I had a number of realizations, watching this film. One occurred during the scene where Ruby gets roses, and this lovely piece of music is played in the background. It made me aware of how rare it is for black music to be used to set a serious, or contemplative, mood in a Hollywood film.

Someone had said that it's radical to just see black people sitting quietly, thinking about what they're gonna do next: The image of black folk thinking, black folk being meditative, black folk being quiet. It's really a hallmark of European cinema, and what we see a lot in the American independent cinema space. But with our black cinematic images, we're always on the move, laughing…or in hindsight.

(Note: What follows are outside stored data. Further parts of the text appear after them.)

PR #440, opened 2025-03-13
Analyze npm packages-lock.json dependencies

git-hyagi:
ref: https://issues.redhat.com/browse/PULP-319


pulp_service/pulp_service/app/constants.py
```diff
@@ -6,3 +6,29 @@
 PKG_ECOSYSTEM = SimpleNamespace(
     rpm="Red Hat", npm="npm", maven="Maven", python="PyPI", gem="RubyGems"
 )
+
+# Define a basic schema for package-lock.json
+# https://docs.npmjs.com/cli/v11/configuring-npm/package-lock-json#file-format
```
bmbouter, line 11: :+1: way to reference the source (and have it be based on the source)

pulp_service/pulp_service/app/urls.py
```diff
@@ -19,4 +20,5 @@
     path("api/pulp/admin/tasks/", TaskViewSet.as_view({"get": "list"})),
     path("api/pulp/vuln_report/", VulnerabilityReport.as_view({"get": "list", "post": "post"})),
     path("api/pulp/vuln_report/<uuid:uuid>/", VulnerabilityReport.as_view({"get": "get"})),
+    path("api/pulp/npm_report/", NPMDependencyVulnerabilityReport.as_view({"post": "post"})),
```
bmbouter, line 23:
```suggestion
    path("api/pulp/npm_report/", NPMDependencyVulnerabilityReport.as_view()),
```

I can't remember, but you may be able to just get away with this alternative (and in the line above).

pulp_service/pulp_service/app/serializers.py
```diff
@@ -52,3 +57,27 @@ def validate_repo_version(self, value):
...
+    """
+    A serializer for npm package-lock.json files
+    """
+
+    package_json = serializers.FileField()
+
+    def verify_file(self):
+        uploaded_file = self.validated_data["package_json"]
+        temp_file = PulpTemporaryFile.init_and_validate(uploaded_file, None)
+        temp_file.save()
```
bmbouter, line 72: Is saving it necessary? I'm not sure of the types of data you get from `uploaded_file` versus `lock_file_content`. Maybe try validating on the data you get back directly from `self.validated_data["package_json"]`.

Also if the only use of saving is to read it back in (again I don't think you need to) then you don't need `PulpTemporaryFile` because the same process is writing/reading the file. `PulpTemporaryFile` is used for saving something to pass between processes, e.g. pulpcore-api and pulpcore-worker.

If you do need to save something and read it back in, you can use `tempfile.TemporaryFile` which creates an unnamed temp file. An unamed temp file isn't available on the filesystem, but is file-like in that it would provide `read()` like you need.

Best case though, don't save the file at all.

pulp_service/pulp_service/app/tasks/package_scan.py
```diff
@@ -14,13 +14,20 @@
 content_queue = Queue()
 
 
-async def check_content(repo_version_pk):
+async def check_content(repo_version_pk=None, npm_package=None):
```
bmbouter, line 17: I know this is from the other PR, but I'd probably rename this to `check_repo_version` and leave this function to only check the repo version. Saving the few lines of code is not worth mixing the two calls together with an if/else. It increases the cyclomatic complexity and decreases the separation of concerns. You can go read about those topics if they are new. That's the motivation I offer in making a whole new function that does repeat some code.

pulp_service/pulp_service/app/tasks/package_scan.py
```diff
@@ -59,10 +66,43 @@ def _get_content_from_repo(repo_version_pk: str):
...
+            )
+    content_queue.put(None)  # signal that there is no more content_units
+
+
 def _build_osv_data(content):
     """
     Helper function to build the osv.dev request data based on content object
     """
+
+    if isinstance(content, dict):
```
bmbouter, line 98: Similar here I'd not overload this with another if case to handle. Start by making it totally separate and then refactor the common parts into yet a new function that both functions call into (the reusable part).

pulp_service/pulp_service/app/urls.py
bmbouter: Also here I'd probably not introduce a new view here, but instead combine this view's functionality into `VulnerabilityReport.post`. That is a place where I'd increase it's concerns and make the view take either an npm_report, or a repo_version, not both, and not none. The end user is getting the same kind of report either way, is that right? If that's the case then we want them to use the same API endpoint and just make it take more options. Even if the reports differ somewhat it's ok, the JSON blob report we return is not a super-fixed schema in that it could have extra keys describing what the report is about, e.g. npm, vs python, vs a repo version.

pulp_service/pulp_service/app/viewsets.py
```diff
@@ -164,3 +165,14 @@ def post(self, request):
...
+
+
+class NPMDependencyVulnerabilityReport(ViewSet):
+
+    def post(self, request):
+        """Dispatch a task to scan the npm dependencies' vulnerabilities"""
+        serialized_data = NPMPackageLockSerializer(data=request.data)
+        serialized_data.is_valid(raise_exception=True)
+        file_content = serialized_data.verify_file()
+        task = dispatch(check_content, kwargs={"npm_package": file_content})
```
bmbouter, line 177: We try to avoid passing "large" data via arguments to tasks. This is actually where you want to use `PulpTemporaryFile` to save it and then load it in the tasking code.

pulp_service/pulp_service/app/serializers.py
```diff
@@ -52,3 +60,28 @@ def validate_repo_version(self, value):
...
+        try:
+            _logger.info(f"uploaded_file: {uploaded_file}")
+            _logger.info(f"temp_file: {temp_file.__dict__}")
+            lock_file_content_json = json.load(uploaded_file)
```
git-hyagi, line 79: **WIP**: the validation is failing here in ephemeral env, but it works in oci-env ...  I am investigating this ...

pulp_service/pulp_service/app/serializers.py
```diff
@@ -44,11 +49,43 @@ class ContentScanSerializer(serializers.Serializer):
...
+        required=False,
+        allow_null=True,
+        help_text=_("package-lock.json file with the definition of dependencies to be checked."),
+    )
+
+    def validate(self, data):
+        data = super().validate(data)
+        if bool(data.get("repo_version", None)) == bool(data.get("package_json", None)):
+            raise serializers.ValidationError(
+                _("Exactly one of 'repo_version' or 'package_json' must be specified.")
```
bmbouter, line 67: :heart:

pulp_service/pulp_service/app/urls.py
```diff
@@ -10,13 +11,18 @@
...
     path("api/pulp-admin/", admin_site.urls),
     path("api/pulp/redirect-check/", RedirectCheck.as_view()),
     path("api/pulp/internal-server-error-check/", InternalServerErrorCheck.as_view()),
     path("api/pulp/raise-exception-check/", InternalServerErrorCheckWithException.as_view()),
     path("api/pulp/debug_auth_header/", DebugAuthenticationHeadersView.as_view()),
     path("api/pulp/admin/tasks/", TaskViewSet.as_view({"get": "list"})),
-    path("api/pulp/vuln_report/", VulnerabilityReport.as_view({"get": "list", "post": "post"})),
-    path("api/pulp/vuln_report/<uuid:uuid>/", VulnerabilityReport.as_view({"get": "get"})),
+    path(
+        "api/pulp/vuln_report/", VulnerabilityReport.as_view({"get": "retrieve", "post": "create"})
```
bmbouter, line 25: :heart:

pulp_service/pulp_service/app/urls.py
```diff
@@ -10,13 +11,18 @@
...
+    ),
+    path("", include(router.urls)),
```
bmbouter, line 27: I realized something in doing this. We need these urls to be "domainized". These existing urls are for us as admins and we have admin permissions to operate on them, but end-users don't. Also we need the data, e.g. when listing `VulnerabilityReport` objects to be isolated per-domain. As-such, we need to make the model and viewset domain-based...

I'm asking in upstream #pulp-dev on matrix some for examples...

pulp_service/pulp_service/app/serializers.py
```diff
@@ -44,11 +49,43 @@ class ContentScanSerializer(serializers.Serializer):
...
     def validate_repo_version(self, value):
         try:
             repo_version = RepoVersionHrefPrnFilter.get_repository_version(value)
         except:
             raise serializers.ValidationError(_("No matching RepositoryVersion instance found."))
         return repo_version.pk
+
+    def verify_file(self):
+        uploaded_file = self.validated_data["package_json"]
+        temp_file = PulpTemporaryFile.init_and_validate(uploaded_file, None)
```
bmbouter, line 80: I see you're saving the file as part of validation, but then using that `PulpTemporaryFile` that is already saved to pass to the task via pk. That sounds efficient.

pulp_service/pulp_service/app/tasks/package_scan.py
```diff
@@ -14,13 +14,31 @@
...
+    """
+    Spawn a thread to parse the package-json.lock file and make a request to osv.dev API
+    with each dependency found.
+    """
+    # create a thread to collect the Contents from package-lock.json file
+    background_thread = threading.Thread(target=_parse_npm_pkg_dependencies, args=(npm_package,))
+    await _start_thread_and_run_scan(background_thread)
+
+
+async def _start_thread_and_run_scan(background_thread):
```
bmbouter, line 37: nice refactor!

pulp_service/pulp_service/app/models.py
```diff
@@ -174,3 +175,4 @@ class VulnerabilityReport(models.Model):
 
     id = models.UUIDField(primary_key=True, default=uuid.uuid4, editable=False)
     vulns = models.JSONField()
+    pulp_domain = models.ForeignKey("core.Domain", default=get_domain_pk, on_delete=models.PROTECT)
```
gerrod3, line 178: Not sure if you want this to be `PROTECT` for `on_delete`. It would require you to have to delete all VulnerabilityReports before deleting a domain. Maybe this is the behavior you want, but I think having `CASCADE` would be simpler (there are already protections on other user objects)

pulp_service/pulp_service/app/viewsets.py
```diff
@@ -148,19 +151,33 @@ def view_name(cls):
...
+    def retrieve(self, request):
+        queryset = VulnReport.objects.filter(pulp_domain=get_domain())
         serializer = VulnerabilityReportSerializer(queryset, many=True)
         return Response(serializer.data)
 
-    def get(self, request, uuid):
-        queryset = VulnReport.objects.get(id=uuid)
+    def list(self, request, uuid):
+        try:
+            queryset = VulnReport.objects.get(id=uuid, pulp_domain=get_domain())
```
gerrod3, line 161: `id` is unique regardless of domain so you don't need to specify `pulp_domain` for this `get`.
```suggestion
            queryset = VulnReport.objects.get(id=uuid)
```

pulp_service/pulp_service/app/serializers.py
```diff
@@ -26,29 +32,62 @@ class Meta(ContentGuardSerializer.Meta):
...
 
-class VulnerabilityReportSerializer(ModelSerializer):
+class VulnerabilityReportSerializer(ModelSerializer, ValidateFieldsMixin):
     """
     A serializer for the VulnerabilityReport Model.
     """
 
     id = serializers.UUIDField()
     vulns = serializers.JSONField()
+    pulp_domain = serializers.CharField()
```
gerrod3, line 42: Typically we don't add pulp_domain to the serializer since the endpoints are domainized so we know what domain the object is in since we have specify it for the endpoint!

pulp_service/pulp_service/app/tasks/package_scan.py
```diff
@@ -32,44 +51,69 @@ async def _scan_packages():
...
+def _parse_npm_pkg_dependencies(package_lock_content):
+    """
+    Parse the package-lock.json file to extract the packages[name][dependencies] and
+    add them to content_queue Queue
+
+    notes:
+    - we are striping the "~" and "^" from versions because osv.dev has no support to version range
+    - the old/legacy packages[dependencies] field is not supported
+    """
+    temp_file = PulpTemporaryFile.objects.get(pk=package_lock_content, pulp_domain=get_domain())
```
gerrod3, line 92: Same deal here with this `get`.
```suggestion
    temp_file = PulpTemporaryFile.objects.get(pk=package_lock_content)
```

pulp_service/pulp_service/app/urls.py
```diff
@@ -10,13 +11,23 @@
     VulnerabilityReport,
 )
 
+router = SimpleRouter(trailing_slash=False)
+router.register(
+    r"^api/pulp/(?P<pulp_domain>.+)/vuln_report/(?P<uuid>.+)/",
+    VulnerabilityReport,
+    basename="vuln-report",
+)
+
```
gerrod3, line 20: Is this duplicated with the `path` below?

pulp_service/pulp_service/app/viewsets.py
```diff
@@ -148,19 +151,33 @@ def view_name(cls):
...
-    def list(self, request):
-        queryset = VulnReport.objects.all()
+    def retrieve(self, request):
+        queryset = VulnReport.objects.filter(pulp_domain=get_domain())
         serializer = VulnerabilityReportSerializer(queryset, many=True)
         return Response(serializer.data)
 
-    def get(self, request, uuid):
-        queryset = VulnReport.objects.get(id=uuid)
+    def list(self, request, uuid):
```
gerrod3, line 159: I think you have these functions named backwards.

pulp_service/pulp_service/app/viewsets.py
```diff
@@ -148,19 +151,33 @@ def view_name(cls):
...
+    def create(self, request):
         serialized_data = ContentScanSerializer(data=request.data)
         serialized_data.is_valid(raise_exception=True)
-        repo_version_pk = serialized_data.data["repo_version"]
-        task = dispatch(check_content, kwargs={"repo_version_pk": repo_version_pk})
+
+        """Dispatch a task to scan the Content Units from a Repository"""
+        if repo_version_pk := serialized_data.data.get("repo_version", None):
+            dispatch_task, kwargs = check_content_from_repo_version, {
+                "repo_version_pk": repo_version_pk
```
gerrod3, line 174: If you specify a repo-version you should probably use a shared lock on the repository to prevent the task from running on a potentially deleted repo/repo-version.

gerrod3 (changes requested):

pulp_service/pulp_service/app/viewsets.py
```diff
@@ -148,19 +151,33 @@ def view_name(cls):
...
         serializer = VulnerabilityReportSerializer(queryset, many=True)
         return Response(serializer.data)
 
-    def get(self, request, uuid):
-        queryset = VulnReport.objects.get(id=uuid)
+    def list(self, request, uuid):
+        try:
+            queryset = VulnReport.objects.get(id=uuid, pulp_domain=get_domain())
+        except ObjectDoesNotExist:
+            raise Http404(f"No VulnerabilityReport found with uuid {uuid}")
```
bmbouter, line 163: please i8ln with `_()`

pulp_service/pulp_service/app/viewsets.py
bmbouter: +1 to this

pulp_service/pulp_service/app/tasks/package_scan.py
```diff
@@ -32,44 +53,72 @@ async def _scan_packages():
...
                     )
                     scanned_packages[package_name] = json_body["vulns"]
-    await sync_to_async(VulnerabilityReport.objects.get_or_create)(
-        vulns=scanned_packages,
+    vuln_report, created = await sync_to_async(VulnerabilityReport.objects.get_or_create)(
+        vulns=scanned_packages, pulp_domain=get_domain()
     )
+    if created:
+        resource = await sync_to_async(CreatedResource)(content_object=vuln_report)
+        await sync_to_async(resource.save)()
```
gerrod3, line 72:
```suggestion
        await CreatedResource.objects.acreate(content_object=vuln_report)
```

gerrod3 (changes requested):

pulp_service/pulp_service/app/viewsets.py
```diff
@@ -146,21 +147,29 @@ def view_name(cls):
...
+    def create(self, request):
+        serialized_data = ContentScanSerializer(data=request.data, context={'request': request})
         serialized_data.is_valid(raise_exception=True)
-        repo_version_pk = serialized_data.data["repo_version"]
-        task = dispatch(check_content, kwargs={"repo_version_pk": repo_version_pk})
+
+        shared_resources = None
+        """Dispatch a task to scan the Content Units from a Repository"""
+        if repo_version_hyperlink := serialized_data.data.get("repo_version", None):
+            repository_version = repo_version_hyperlink.obj
```
gerrod3, line 163: After you call `is_valid` you typically get the validated data using `serializer.validated_data.get("repo_version")` and this returned value will be a RepositoryVersion (at least it should be)

pulp_service/pulp_service/app/serializers.py
```diff
@@ -31,24 +37,48 @@ class VulnerabilityReportSerializer(ModelSerializer):
...
+        uploaded_file = self.validated_data["package_json"]
+        temp_file = PulpTemporaryFile.init_and_validate(uploaded_file, None)
         try:
-            repo_version = RepoVersionHrefPrnFilter.get_repository_version(value)
-        except:
-            raise serializers.ValidationError(_("No matching RepositoryVersion instance found."))
-        return repo_version.pk
+            lock_file_content_json = json.load(uploaded_file)
+            validate(instance=lock_file_content_json, schema=NPM_PACKAGE_LOCK_SCHEMA)
+            temp_file.save()
```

I think that what you're seeing now, from black independent filmmakers, is something that's a little more nuanced, and a little more…spatial. And so, with that, you have a lot of beautiful room to play with other independent artists on the music side of things.

 

How did being a marketer for films like those by Steven Spielberg and others prepare you to make this film?

It was a demystification of what it took and who could make movies. Standing on these sets and observing these folks make their films, and direct their actors, and collaborate with their DPs, and oversee their production design; then also being in the room within the marketing meetings, and overseeing aspects of these big studio campaigns just demystified the process of moviemaking. Something that I had once seen as magic, that was unobtainable to me, now I see as magic that I can make, too.